▶ [WHAT TO DO] This exercise requires an exact copy of each line from the one containing "Ok, yeah makes sense" down to the last line below.

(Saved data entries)
PR #960, opened 2023-01-31
Add Standard DC and T-Model DC Lines

rodrigomha:
A standard DC line model only has a resistor, and is suitable for AC/DC Power Flow studies when you only need conductance. 

A T-Model Line is a common implementation of HVDC lines that consists on two DC Lines, using two equivalent series smoothing reactors with inductance `l_dc` and shunt capacitor `c_dc`. The series resistor `r_dc` represents the line resistance.

image

The terminal voltages of the HVDC lines are defined by the HVDC controller (could be LCC or VSC) and the differential equations of the T-Line model are simply:

```
l_{dc} \dot{I}_{dcr} =  V_{dcr} - r_{dc} I_{dcr} - V_{dcl}
c_{dc} \dot{V}_{dcl} = I_{dcr} - I_{dci}
l_{dc} \dot{I}_{dci} =  V_{dcl} - r_{dc} I_{dci} - V_{dci}
```

Note `DCLine` has a default value of inductor `l = 0.0`, but the T-Line Model could be built using three `DCBus`, two `DCLine` and a shunt capacitor in the mid `DCBus`.


jd-lara:
we need to add the additional node similarly to the ThreeWInding Transformer I think.

src/descriptors/power_system_structs.json
```diff
@@ -1245,6 +1245,159 @@
             ],
             "supertype": "DCBranch"
         },
+        {
```
jd-lara, line 1248: What's the difference between this and a T line without the shunt? For PSI the shunt doesn't really matter.

src/models/generated/Arc.jl
```diff
@@ -6,23 +6,23 @@ This file is auto-generated. Do not edit.
 
 """
     mutable struct Arc <: Topology
```
jd-lara, line 8: I am not sure if we should allow `Arc(DCBus, ACBus)`

src/models/generated/DCLine.jl
```diff
@@ -0,0 +1,119 @@
...
+- `arc::Arc`
+- `r::Float64`: Resistance system per-unit value
+- `active_power_limits_from::MinMax`
+- `active_power_limits_to::MinMax`
+- `l::Float64`: Inductance system per-unit value
+- `services::Vector{Service}`: Services that this device contributes to
+- `ext::Dict{String, Any}`
+- `internal::InfrastructureSystemsInternal`: power system internal reference, do not modify
+"""
+mutable struct DCLine <: DCBranch
```
jd-lara, line 37: I don't think we need them both, the T model generalizes fine.

src/models/generated/TModelHVDCLine.jl
```diff
@@ -0,0 +1,128 @@
...
+- `r::Float64`: Series Resistance system per-unit value
+- `l::Float64`: Series Inductance system per-unit value
+- `c::Float64`: Shunt capacitance system per-unit value
+- `active_power_limits_from::MinMax`
+- `active_power_limits_to::MinMax`
+- `services::Vector{Service}`: Services that this device contributes to
+- `ext::Dict{String, Any}`
+- `internal::InfrastructureSystemsInternal`: power system internal reference, do not modify
+"""
+mutable struct TModelHVDCLine <: DCBranch
```
jd-lara, line 39: If this is a DCBranch, do we require that a DC branch connect two DC buses. As a result, TwoTerminalHVDC would imply an ACBranch 🤔

src/models/generated/DCLine.jl
rodrigomha: The T-Model is way more advanced for many applications. Power Flows could suffice with a DC line with a resistor.

If we want to use the T-model for a Power Flow on which we only care about the series resistor, we would have to create a T-Line with a shunt = 0, and a resistor with value `0.5 r`, then we would need to aggregate both resistors.

If we include a shunt, then we will need to define this virtual bus similar to the three-winding transformer.

My suggestion is keeping the DCLine and use this one for initial implementations on PSI. In any, case we can use the T-model and ignore everything for PSI, if you think about this.

TLDR: Use DCLine for PSI studies, use T-model for PSID.

src/models/generated/TModelHVDCLine.jl
rodrigomha: This goes in the Arc change. We would need to have a DCArc and ACArc in this case. The generalization of using Union is just the straightforward approach.

jd-lara (approved):
This will work for now. The potential changes to the rules on the Arcs needs to be determined later

PR #962, opened 2023-02-01
Jd/two terminal rename

jd-lara:
This PR renames existing HVDC structures into TwoTerminal ones and sets the lines as ACBranches since they now connect to AC Buses. DCBranches will be reserved for Arcs that connect DC Buses


claytonpbarrows (approved):
LGTM

PR #967, opened 2023-02-06
Change limits of HVDC T-model line to rate

rodrigomha:


jd-lara:
PSB needs to be updated too I guess.

jd-lara (approved):

rodrigomha:
> PSB needs to be updated too I guess.

I updated TestData already. I don't think PSB needs to be updated, it is just calling the functions in PSTestData.

jd-lara:
Ok, yeah makes sense

PR #976, opened 2023-03-07
[DNMY] Update naming and issues detected when updating PSID

rodrigomha:
We are currently updating PSID for PSY 2.0 and some minor issues will be updated in this branch


jd-lara (approved):
LGTM!

Issue #973, opened 2023-02-28
Print Time Series Names (summary) when displaying component summary


rodrigomha:

rodrigomha:
Basically when you display a component you'll see something like this:
![image](https://user-images.githubusercontent.com/24548207/223292111-2228cd46-be80-4117-b416-db6abdf99bc9.png)
so you need to go directly in the container to find the name, in this case, `requirements`.
![image](https://user-images.githubusercontent.com/24548207/223292272-2c6058b8-2e17-4384-b4fd-ee4c1bdc05ea.png)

▶ [RESULT OF THIS EXERCISE]
Ok, yeah makes sense

PR #976, opened 2023-03-07
[DNMY] Update naming and issues detected when updating PSID

rodrigomha:
We are currently updating PSID for PSY 2.0 and some minor issues will be updated in this branch


jd-lara (approved):
LGTM!

Issue #973, opened 2023-02-28
Print Time Series Names (summary) when displaying component summary


rodrigomha:

rodrigomha:
Basically when you display a component you'll see something like this:
![image](https://user-images.githubusercontent.com/24548207/223292111-2228cd46-be80-4117-b416-db6abdf99bc9.png)
so you need to go directly in the container to find the name, in this case, `requirements`.
![image](https://user-images.githubusercontent.com/24548207/223292272-2c6058b8-2e17-4384-b4fd-ee4c1bdc05ea.png)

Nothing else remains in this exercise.